__WORK TASK__: Of the entries below, copy only those lines that contain the word "VisualStudioVersion".

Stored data
+-------+
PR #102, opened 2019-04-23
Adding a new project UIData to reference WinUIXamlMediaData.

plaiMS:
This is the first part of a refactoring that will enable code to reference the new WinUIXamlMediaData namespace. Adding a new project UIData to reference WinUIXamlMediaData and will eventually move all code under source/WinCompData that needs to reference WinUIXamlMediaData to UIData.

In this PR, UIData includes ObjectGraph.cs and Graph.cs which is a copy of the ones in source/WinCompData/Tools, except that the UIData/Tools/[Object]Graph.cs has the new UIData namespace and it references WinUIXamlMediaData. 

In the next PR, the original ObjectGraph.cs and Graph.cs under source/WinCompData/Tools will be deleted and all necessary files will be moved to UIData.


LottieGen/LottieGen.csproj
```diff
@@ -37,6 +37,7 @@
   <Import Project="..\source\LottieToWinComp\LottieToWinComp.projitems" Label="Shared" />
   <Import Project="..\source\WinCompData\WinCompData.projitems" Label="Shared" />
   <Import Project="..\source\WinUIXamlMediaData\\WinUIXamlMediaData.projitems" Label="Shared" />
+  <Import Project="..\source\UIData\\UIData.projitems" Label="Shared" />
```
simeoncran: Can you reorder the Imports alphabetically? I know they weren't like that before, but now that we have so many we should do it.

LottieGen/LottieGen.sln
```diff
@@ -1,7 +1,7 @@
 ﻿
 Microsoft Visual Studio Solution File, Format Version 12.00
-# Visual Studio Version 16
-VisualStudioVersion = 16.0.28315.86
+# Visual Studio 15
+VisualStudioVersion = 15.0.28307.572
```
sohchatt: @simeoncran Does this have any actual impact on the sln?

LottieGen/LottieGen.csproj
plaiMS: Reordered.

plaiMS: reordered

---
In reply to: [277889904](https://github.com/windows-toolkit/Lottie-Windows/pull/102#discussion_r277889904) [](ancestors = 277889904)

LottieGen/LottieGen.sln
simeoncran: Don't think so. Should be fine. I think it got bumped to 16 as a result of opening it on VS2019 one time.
+-------+
__WRITTEN RESPONSE__:
-VisualStudioVersion = 16.0.28315.86
+VisualStudioVersion = 15.0.28307.572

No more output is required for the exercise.